- Founded: 25 February 1947
- Dissolved: 1949
- Merger of: Japan Cooperative Party
- Succeeded by: New Farmers Party
- Ideology: Agrarianism Cooperativism
- Political position: Centre

= Japan Farmers Party (1947–1949) =

The Japan Farmers Party (日本農民党, Nihon Nōmintō) was a political party in Japan.

==History==
The origins of the Japan Farmers Party can be traced back to the 'second' Japan Cooperative Party, which was formed in September 1946 by members of the 'former' Japan Cooperative Party, which had split from the Cooperative Democratic Party. The party was established by Katsutarō Kita and four independent members of the House of Representatives on 25 February 1947. Kita had previously formed the Japan Cooperative Party in August 1946. However, three of them, including Kita, were removed from the House of Representatives shortly afterwards as part of the post-war purge. When the party was founded, it had only five members in National Diet.

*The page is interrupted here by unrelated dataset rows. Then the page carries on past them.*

Issue #918, opened 2025-10-13
[EVM] Improve generation of CTZ instruction


vladimirradosavljevic:
CTZ can be implemented via CLZ, and LLVM is generating:
`256 - clz(~x & (x-1))`
If `x != 0` is proven, this can be optimized to:
`255 - clz(x & -x)`

During ISel, `SelectionDAG::isKnownNeverZero` can be used to check this.

PR #919, opened 2025-10-13
[EVM] Add support for CLZ instruction

vladimirradosavljevic:
CLZ will be introduced in the fusaka update:
https://eips.ethereum.org/EIPS/eip-7939

Beside adding support for CLZ instruction in this
patch, support for EVM versioning is added, so CLZ
instruction is generated for fusaka and later versions.
isCheapToSpeculateCttz and isCheapToSpeculateCtlz
are implemented so CGP doesn't generate check for zero
to avoid calling the intrinsic in despeculateCountZeros.
CTZ is generated via CLZ, and currently LLVM is
generating:
`256 - clz(~x & (x-1))`
If x != 0 is proven, this can be optimized to:
`255 - clz(x & -x)` (https://github.com/matter-labs/era-compiler-llvm/issues/918)


PavelKopyl (approved):
LGTM.

akiramenai (approved):

PR #415, opened 2023-03-29
Add support for field_group.

puresyntax71:
Overview
Field group doesn't work with CE that have bundles.

Before
Field group doesn't work with CE that have bundles. This happens for both form and view modes.

After
Working now.


jackrabbithanna:
Merging #415

PR #416, opened 2023-04-04
Adds is Empty/NULL operators

stesi561:
Overview

Before

image

After
image

Release notes snippet


stesi561:
Credit to @jitendrapurohit  for the fix - I'm just trying to get it back upstream :)

jackrabbithanna:
How do you feel about creating a PR for the 4.0.x branch as well?

stesi561:
Yes had missed I was onwrong branch. Will be a few days sry.. bur only list.

PR #421, opened 2023-04-13
Disable creation of entity tables.

puresyntax71:
Overview
This solves https://www.drupal.org/project/civicrm_entity/issues/3299224.

Before
Tables for CiviCRM are duplicated in the Drupal database.

After
No tables created anymore.

### DIFF
--- a/src/Entity/Sql/CivicrmEntityStorageSchema.php
+++ b/src/Entity/Sql/CivicrmEntityStorageSchema.php
@@ -50,4 +50,11 @@ class CivicrmEntityStorageSchema extends SqlContentEntityStorageSchema {
     return FALSE;
   }
 
+  /**
+   * {@inheritdoc}
+   */
+  public function onFieldableEntityTypeCreate(EntityTypeInterface $entity_type, array $field_storage_definitions) {
+    return;
+  }
+
 }


adixon:
Hey @puresyntax71 - thanks for this. Reading between the lines, it looks like some part of Drupal's entity system changed somewhere, maybe in 9.5.x? I can see that you're implementing this: 

https://api.drupal.org/api/drupal/core%21lib%21Drupal%21Core%21Entity%21EntityTypeListener.php/function/EntityTypeListener%3A%3AonFieldableEntityTypeCreate/9.0.x

Do you have a reference to the Drupal changelog where this changed?

puresyntax71:
Hi @adixon 

> Do you have a reference to the Drupal changelog where this changed?

Yeah, I'm not entirely sure when this started although I tested with Drupal 9.3, 9.4, and 9.5 and I was able to reproduce it. I tested more for 9.3 and different versions of civicrm_entity ranging from the beta version.

MegaphoneJon:
Will this resolve the "entity/field definitions are out of sync" error that occurs when creating a new custom field in Civi (until you clear cache)?

jackrabbithanna:
@MegaphoneJon , no it will not. We need to react to a trigger when a custom field is added or removed, or sometimes after upgrades if schema is added/changed/removed .. and clear caches at those times.

PR #422, opened 2023-04-17
 Adds is Empty/NULL operators -> #416 against 4.0.x

stesi561:
Overview

Cherrypicked https://github.com/eileenmcnaughton/civicrm_entity/pull/416 onto 4.0.x

Before

image

After
image

Release notes snippet


stesi561:
Hmm. something went horribly wrong.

In the 1947 general elections, three of the party's twelve candidates were elected, giving them four seats. And a further four representatives joined the party after the elections. Thus, the party gained eight seats, becoming the second smallest party in the National Diet. Of the original founding members, only Shirō Nakano survived the purge and 1947 election. More than half of the party members were leaders of agricultural organisations associated with the rural youth league movement, which was spearheaded by the Hokkaido and Fukuoka branches of the National Rural Youth League (Zennōseiren). After talks about a merger with the National Cooperative Party failed due to the opposition of Nakano, the chairman of the party's central committee, the party considered renaming itself the New Farmers Party.

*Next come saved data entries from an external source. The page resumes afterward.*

PR #423, opened 2023-04-17
Adds is Empty/NULL operators

stesi561:
Overview

Before

image

After
image

Release notes snippet

### DIFF
--- a/src/Plugin/views/filter/InOperator.php
+++ b/src/Plugin/views/filter/InOperator.php
@@ -140,21 +140,22 @@ class InOperator extends BaseInOperator {
 
   public function operators() {
     $operators = parent::operators();
-    $operators += [
-      'empty string' => [
-        'title' => $this->t('Is EMPTY/NULL'),
-        'method' => 'opEmptyString',
-        'short' => $this->t('empty string'),
-        'values' => 0,
-      ],
-      'not empty string' => [
-        'title' => $this->t('Is not EMPTY/NULL'),
-        'method' => 'opEmptyString',
-        'short' => $this->t('not empty string'),
-        'values' => 0,
-      ],
-    ];
-
+    if (!empty($this->definition['allow empty'])) {
+      $operators += [
+        'empty string' => [
+          'title' => $this->t('Is EMPTY/NULL'),
+          'method' => 'opEmptyString',
+          'short' => $this->t('empty string'),
+          'values' => 0,
+        ],
+        'not empty string' => [
+          'title' => $this->t('Is not EMPTY/NULL'),
+          'method' => 'opEmptyString',
+          'short' => $this->t('not empty string'),
+          'values' => 0,
+        ],
+      ];
+    }
     return $operators;
   }
 
--- a/src/Plugin/views/filter/InOperator.php
+++ b/src/Plugin/views/filter/InOperator.php
@@ -137,4 +137,44 @@ class InOperator extends BaseInOperator {
     }
   }
 
+  public function operators() {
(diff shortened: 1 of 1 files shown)


stesi561:
Cherry picked commit from https://github.com/eileenmcnaughton/civicrm_entity/pull/416 onto 4.0.x applied cleanly

stesi561:
Hmm. Probably need a test to go with this!

stesi561:
Hmm. -While looking at writing a test spotted this comment: https://github.com/eileenmcnaughton/civicrm_entity/blob/b97044fba0f294c8ce27e95bfc88066665736a27/tests/src/Kernel/Handler/FilterInOperatorTest.php#L235 and am now wondering if a better solution is to override the behaviour for the empty filters and have them work on NULL or '' instead of not matching against ''.

jackrabbithanna:
Finally testing this. 

Tested with "Contact SubType" filter on a test view. 
When the filter is first added, and selecting one of the new operators and clicking save
I see error:
`No valid values found on filter: CiviCRM Contact (CiviCRM Entity): Contact Subtype.`
If I select "normal" NULL, then the new operator then the error goes away

I feel like there's some small thing needed to do still to not have this error if first used by people

jackrabbithanna:
In the base class this object is inherited from, in the parent function operators
The empty / not empty operators are in a conditional like this:
`    if (!empty($this->definition['allow empty'])) {`
https://git.drupalcode.org/project/drupal/-/blob/10.1.x/core/modules/views/src/Plugin/views/filter/InOperator.php#L134

Looks like error message is generated here:
https://git.drupalcode.org/project/drupal/-/blob/10.1.x/core/modules/views/src/Plugin/views/filter/InOperator.php#L454

I see in PHP error log this error as well:
`Uncaught PHP Exception Error: "Class "Drupal\civicrm_entity\Plugin\views\filter\Condition" not found" at /var/www/web/distro10.skvare.com/web/modules/contrib/civicrm_entity/src/Plugin/views/filter/InOperator.php line 174`

I think the php file needs a "use" statement for Condition.

src/Plugin/views/filter/InOperator.php
```diff
@@ -137,4 +137,44 @@ protected function opSimple() {
...
+    if ($this->operator == 'empty string') {
+      $operator = "=";
+      $nullOP = 'IS NULL';
+    }
+    else {
+      $operator = "!=";
+      $nullOP = 'IS NOT NULL';
+    }
+
+    $condition = new Condition('OR');
```
jackrabbithanna, line 175: No "use" statement in file for this object. This throws an error to the PHP log

src/Plugin/views/filter/InOperator.php
```diff
@@ -137,4 +137,44 @@ protected function opSimple() {
     }
   }
 
+  public function operators() {
+    $operators = parent::operators();
+    $operators += [
```
jackrabbithanna: Consider wrapping this in    ` if (!empty($this->definition['allow empty'])) {`

src/Plugin/views/filter/InOperator.php
stesi561: Was confused but now it's clear! This was removed from the 4.x branch.

src/Plugin/views/filter/InOperator.php
stesi561: nice

jackrabbithanna:
Developer responded and fixed nits from feedback. Tested with contact sub-type filter in a View. Merging #423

The party continued to operate as a minority party until November 1948. However, in the same year, the Zennōseiren sponsored the National Council for Mobilising Farmers' Political Power (Nōmin Seiji Ryoku Kesshū Zenkoku Kyōgikai) in order to inject new vitality into the farmers' political movement. The council had agreed to the formation of a new party. As a result, the Japan Farmers Party was dissolved. In December 1948, some former members of the party merged with a small group that had split from the National Cooperative Party to form the New Farmers Party (Nōmin Shintō). The 1949 general elections saw the party reduced to a single seat and it was disbanded thereafter, and effectively replaced by the New Farmers Party.

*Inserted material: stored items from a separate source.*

PR #425, opened 2023-05-08
WIP: Adds Checksum validation solution for Drupal Views

stesi561:
Overview

Adds checksum access checks.

Before
No ability to grant access via checksum.

After
Adds a new Views Access Plugin that inherits from role - so we can grant access via checksum or being a logged on user.

image

Technical Details

Comments

To test create a basic view - doesn't even need to be of CiviCRM related content.
Add the access restriction CiviCRM checksum. 
A checksum can be generated via CiviCRM API 4 Explore Contact generateChecksum

Test that access is still granted via the role.
As an anon user test access is now granted via the checksum.
Add url params - cid1={contact_id}&cs={checksum}

I've followed the Webform pattern for now (with cid1) possibly this would be better with just cid?

Need some consideration of caching. I've hopefully added what is required such that this will not get cached - and as such we don't need to think about expiring when the checksum expires.

Probably needs some additional documentation

Release notes snippet

Adds a new views Access Plugin allowing you to grant access via CiviCRM checksum

### DIFF
--- a/civicrm_entity.services.yml
+++ b/civicrm_entity.services.yml
@@ -28,7 +28,7 @@ services:
 
   civicrm_entity.contact_checksum_access_checker:
     class: Drupal\civicrm_entity\Access\ContactChecksumCheckAccess
-    arguments: ['@civicrm_entity.api']
+    arguments: ['@request_stack', '@civicrm_entity.api']
     tags:
       - {name: access_check, applies_to: _civicrm_entity_checksum_access_check }
 
--- a/civicrm_entity.services.yml
+++ b/civicrm_entity.services.yml
@@ -25,3 +25,8 @@ services:
     arguments: ['@civicrm_entity.module_installer.inner', '%app.root%', '@module_handler', '@kernel', '@database', '@update.update_hook_registry']
     tags:
       - { name: service_collector, tag: 'module_install.uninstall_validator', call: addUninstallValidator }
+
+  civicrm_entity.contact_checksum_access_checker:
+    class: Drupal\civicrm_entity\Access\ContactChecksumCheckAccess
+    tags:
+      - {name: access_check, applies_to: _civicrm_entity_checksum_access_check }
--- a/civicrm_entity.services.yml
+++ b/civicrm_entity.services.yml
@@ -28,5 +28,10 @@ services:
 
   civicrm_entity.contact_checksum_access_checker:
     class: Drupal\civicrm_entity\Access\ContactChecksumCheckAccess
+    arguments: ['@civicrm_entity.api']
     tags:
       - {name: access_check, applies_to: _civicrm_entity_checksum_access_check }
+
+  civicrm_entity.views_access_contactchecksum:
+    class: Drupal\civicrm_entity\Plugin\views\Access\ContactChecksum
+    arguments: ['@request_stack', '@civicrm_entity.api']
--- a/civicrm_entity.services.yml
+++ b/civicrm_entity.services.yml
@@ -26,12 +26,13 @@ services:
     tags:
       - { name: service_collector, tag: 'module_install.uninstall_validator', call: addUninstallValidator }
 
+
   civicrm_entity.contact_checksum_access_checker:
     class: Drupal\civicrm_entity\Access\ContactChecksumCheckAccess
-    arguments: ['@request_stack', '@civicrm_entity.api']
+    autowire: true
     tags:
       - {name: access_check, applies_to: _civicrm_entity_checksum_access_check }
 
   civicrm_entity.views_access_contactchecksum:
-    class: Drupal\civicrm_entity\Plugin\views\Access\ContactChecksum
-    arguments: ['@request_stack', '@civicrm_entity.api']
+    class: Drupal\civicrm_entity\Plugin\views\access\ContactChecksum
+    autowire: true
--- a/src/Access/ContactChecksumCheckAccess.php
+++ b/src/Access/ContactChecksumCheckAccess.php
@@ -7,8 +7,10 @@ use Drupal\Core\Routing\Access\AccessInterface;
 use Drupal\Core\Session\AccountInterface;
 use Drupal\Core\Access\AccessResult;
 use Drupal\Core\Logger\LoggerChannelTrait;
+use Drupal\civicrm_entity\CiviCrmApiInterface;
 
 use Symfony\Component\HttpFoundation\RequestStack;
+
 use Symfony\Component\Routing\Route;
 
 
@@ -30,14 +32,13 @@ class ContactChecksumCheckAccess implements AccessInterface {
   /**
    * Constructs a ContactChecksumCheckAccess object.
    *
-   * @param \Symfony\Component\HttpFoundation\RequestStack $requestStack
+   * @param \Symfony\Component\HttpFoundation\RequestStack $request_stack
    *   The request stack.
    * @param \Drupal\civicrm_entity\CiviCrmApiInterface $civicrm_api
    *   The CiviCRM API bridge.
    */
-  public function __construct(RequestStack $requestStack, CiviCrmApiInterface $civicrm_api) {
-    $this->namespaces = QueryBase::getNamespaces($this);
-    $this->requestStack = $requestStack;
+  public function __construct(RequestStack $request_stack, CiviCrmApiInterface $civicrm_api) {
+    $this->requestStack = $request_stack;
     $this->civicrmApi = $civicrm_api;
   }
 
--- a/src/Access/ContactChecksumCheckAccess.php
+++ b/src/Access/ContactChecksumCheckAccess.php
@@ -6,6 +6,7 @@ use \Civi\Api4\Contact;
 use Drupal\Core\Routing\Access\AccessInterface;
 use Drupal\Core\Session\AccountInterface;
 use Drupal\Core\Access\AccessResult;
+use Drupal\Core\Logger\LoggerChannelTrait;
 
 use Symfony\Component\Routing\Route;
 
@@ -16,6 +17,7 @@ use Symfony\Component\Routing\Route;
  * Checks access for displaying views using the ContactChecksum plugin
  */
 class ContactChecksumCheckAccess implements AccessInterface {   
+  use LoggerChannelTrait;
 
   /**
    * The CiviCRM API service.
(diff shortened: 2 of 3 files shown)


src/Access/ContactChecksumCheckAccess.php
```diff
@@ -0,0 +1,57 @@
...
+
+        $cid1 = filter_var(\Drupal::request()->query->get('cid1'), FILTER_VALIDATE_INT, ['options' => ['min_range' => 1]]);
+        $checksum =  \Drupal::request()->query->get('cs');
+
+        if (empty($cid1) || empty($checksum)) {
+          \Drupal::logger('ContactChecksumCheckAccess')->info('No cid1 or cs param');
+          return AccessResult::forbidden();
+        }
+
+        $civicrmAPI = \Drupal::service('civicrm_entity.api');
```
jackrabbithanna: Can this be loaded via dependency injection? Also, could use the 'civicrm' service initialize() method

src/Plugin/views/access/ContactChecksum.php
```diff
@@ -0,0 +1,88 @@
...
+  public function access(AccountInterface $account) {
+    // Check if logged in and has access
+    $logged_in_access = parent::access($account);
+
+    if ($logged_in_access) {
+      return TRUE;
+    }
+
+    $cid1 = filter_var(\Drupal::request()->query->get('cid1'), FILTER_VALIDATE_INT, ['options' => ['min_range' => 1]]);
+    $checksum =  \Drupal::request()->query->get('cs');
```
jackrabbithanna: If possible get the request object via dependency injection

src/Access/ContactChecksumCheckAccess.php
```diff
@@ -0,0 +1,57 @@
...
+     * @return \Drupal\Core\Access\AccessResultInterface
+     *   The access result.
+     */
+    public function access(AccountInterface $account, Route $route) {
+        $options = unserialize($route->getRequirement('var_options'));
+        $account_roles = $account->getRoles();
+
+        $access_by_role = !empty(array_intersect(array_filter($options['role']), $account->getRoles()));
+        if ($access_by_role) {
+          \Drupal::logger('ContactChecksumCheckAccess')->info('Access by role');
```
jackrabbithanna: If possible, use logger by dependency injection

stesi561:
Thanks for the feedback. Agree with getting everything working using dependency injection is ideal.  Just wondering as well if this module is the correct place for this - was debating this verses a custom module or a PR on drupal civicrm module. It seems to fit in nicely with CiviCRM Entities views integration - however perhaps it makes sense that you would want to extend this to other places - i.e. have a content type that is "members only" but accessible via checksum so you can sent people smoothly to content via an email.

jackrabbithanna:
I like the feature, and would put it in CE. It provides a good feature, does it right, and CE does have the central Views functionality for CiviCRM. It also provides an example if other devs want to do a similar custom thing. There's no worries wrt upgrade of the module. Can't think of a reason not to merge it. You're choice though, if you want to turn it into a separate contrib project, that's fine too.

stesi561:
If I was to add some tests for this do you have any recommendations.

I assume we just need to do some functional JS to use browser to test that the access works?

jackrabbithanna:
Yes, we have some tests that can be used as examples to start: https://github.com/eileenmcnaughton/civicrm_entity/blob/4.0.x/tests/src/FunctionalJavascript/Views/CivicrmAddressViewsTest.php

You'd want to create one or two contacts that could be listed in a view. 
You'd want to create and login with users, one without checksum which should get access denied, and acesss one with checksum that should show results. 

I'm inclined to merge this MR soon when you get ready. I'm working on an access control blog .. for many other facets of CiviCRM Entity, and this would be great to mention too. 

I still see some places that could use dependency injection, for the request object, logging.

civicrm_entity.services.yml
```diff
@@ -25,3 +25,14 @@ services:
     arguments: ['@civicrm_entity.module_installer.inner', '%app.root%', '@module_handler', '@kernel', '@database', '@update.update_hook_registry']
     tags:
       - { name: service_collector, tag: 'module_install.uninstall_validator', call: addUninstallValidator }
+
+
+  civicrm_entity.contact_checksum_access_checker:
```
puresyntax71, line 30: The dependencies are missing here.

src/Access/ContactChecksumCheckAccess.php
```diff
@@ -0,0 +1,84 @@
...
+
+    if (empty($cid1) || empty($checksum)) {
+      $this->getlogger('ContactChecksumCheckAccess')->info('No cid1 or cs param');
+      return AccessResult::forbidden();
+    }
+
+    $this->civicrmAPI = \Drupal::service('civicrm_entity.api');
+    $this->civicrmAPI->getFields('Contact');  // This forces a call to Civicrm initialize.
+
+    $results = \Contact::validateChecksum(FALSE)
```
puresyntax71, line 78: Yeah, shouldn't this be just `Contact::validateChecksum()` i.e. without `\` at the beginning?

src/Access/ContactChecksumCheckAccess.php
```diff
@@ -0,0 +1,84 @@
...
+use Drupal\Core\Session\AccountInterface;
+use Drupal\Core\Access\AccessResult;
+use Drupal\Core\Logger\LoggerChannelTrait;
+use Drupal\civicrm_entity\CiviCrmApiInterface;
+
+use Symfony\Component\HttpFoundation\RequestStack;
+
+use Symfony\Component\Routing\Route;
+
+
```
puresyntax71, line 16: Too many spaces here.

src/Plugin/views/access/ContactChecksum.php
```diff
@@ -0,0 +1,119 @@
...
+use Drupal\Core\StringTranslation\TranslatableMarkup;
+use Drupal\user\RoleStorageInterface;
+
+use Drupal\civicrm_entity\CiviCrmApiInterface;
+
+use Symfony\Component\Routing\Route;
+
+use Drupal\user\Plugin\views\access\Role;
+use Symfony\Component\HttpFoundation\RequestStack;
+
```
puresyntax71, line 16: Too many spaces here.

src/Access/ContactChecksumCheckAccess.php
```diff
@@ -0,0 +1,84 @@
...
+   *   Run access checks for this account.
+   * @param \Symfony\Component\Routing\Route $route
+   *   The route for which an access check is being done.
+   *
+   * @return \Drupal\Core\Access\AccessResultInterface
+   *   The access result.
+   */
+  public function access(AccountInterface $account, Route $route) {
+    $options = unserialize($route->getRequirement('var_options'));
+    $account_roles = $account->getRoles();
```
puresyntax71, line 58: Unused variable.

civicrm_entity.services.yml
```diff
@@ -25,3 +25,14 @@ services:
...
+    class: Drupal\civicrm_entity\Access\ContactChecksumCheckAccess
+    autowire: true
+    tags:
+      - {name: access_check, applies_to: _civicrm_entity_checksum_access_check }
+
+  civicrm_entity.views_access_contactchecksum:
```
puresyntax71, line 36: I don't think this is needed.

src/Plugin/views/access/ContactChecksum.php
```diff
@@ -0,0 +1,119 @@
...
+  /**
+   * Constructs a ContactChecksum object.
+   *
+   * @param \Symfony\Component\HttpFoundation\RequestStack $request_stack
+   *   The request stack.
+   * @param \Drupal\civicrm_entity\CiviCrmApiInterface $civicrm_api
+   *   The CiviCRM API bridge.
+   */
+  public function __construct(RequestStack $request_stack, CiviCrmApiInterface $civicrm_api) {
```
puresyntax71, line 56: Missing the `public static function create()` implementation.

src/Plugin/views/access/ContactChecksum.php
```diff
@@ -0,0 +1,119 @@
...
+    if ($logged_in_access) {
+      return TRUE;
+    }
+    $request = $this->requestStack->getCurrentRequest();
+    $cid1 = filter_var($request->query->get('cid1'), FILTER_VALIDATE_INT, ['options' => ['min_range' => 1]]);
+    $checksum =  $request()->query->get('cs');
+
+    // Force CiviCRM to be intialized - ideally we'd use the api
+    // wrapper however it's api3 and we need api4.
+    $this->$civicrmAPI->getFields('Contact');  // This forces a call to Civicrm initialize.
```
puresyntax71, line 74: Should be `$this->civicrmApi->getFIelds('Contact');`

src/Plugin/views/access/ContactChecksum.php
```diff
@@ -0,0 +1,119 @@
...
+  public function access(AccountInterface $account) {
+    // Check if logged in and has access
+    $logged_in_access = parent::access($account);
+
+    if ($logged_in_access) {
+      return TRUE;
+    }
+    $request = $this->requestStack->getCurrentRequest();
+    $cid1 = filter_var($request->query->get('cid1'), FILTER_VALIDATE_INT, ['options' => ['min_range' => 1]]);
+    $checksum =  $request()->query->get('cs');
```
puresyntax71, line 70: Should be `$requestion->query->get('cs');`.

src/Plugin/views/access/ContactChecksum.php
```diff
@@ -0,0 +1,119 @@
...
+
+    // Force CiviCRM to be intialized - ideally we'd use the api
+    // wrapper however it's api3 and we need api4.
+    $this->$civicrmAPI->getFields('Contact');  // This forces a call to Civicrm initialize.
+
+    $results = \Contact::validateChecksum(FALSE)
```
puresyntax71, line 76: Should just be `Contact::validateChecksum(FALSE)`.

civicrm_entity.services.yml
mikeybeck: Indeed - just tested and the following was required:

>     arguments:
>       - '@request_stack'
>       - '@civicrm_entity.api'

puresyntax71:
Yeah, updated PR at #478.

jackrabbithanna:
I merged #478 so closing this PR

== Ideology and policies ==
The Japan Farmers Party continued to adhere to cooperativism as a core principle of its party organization. The party aimed to return to the original purpose of Kōtarō Sengoku's Japan Cooperative Party, namely the ideal of integrating the spirit of cooperativism with agricultural interests. The party's official political ideology was by no means conservative, and essentially aimed for a centrist position that belonged neither to the left nor the right. The party rejected "dictatorship by left-wing or right-wing parties," desired the establishment of a "peaceful Japan based on the principle of cooperative unionism," and recognized the need to strongly represent the interests of farmers in the reconstruction of agriculture based on rapid production increases and improvements in food self-sufficiency.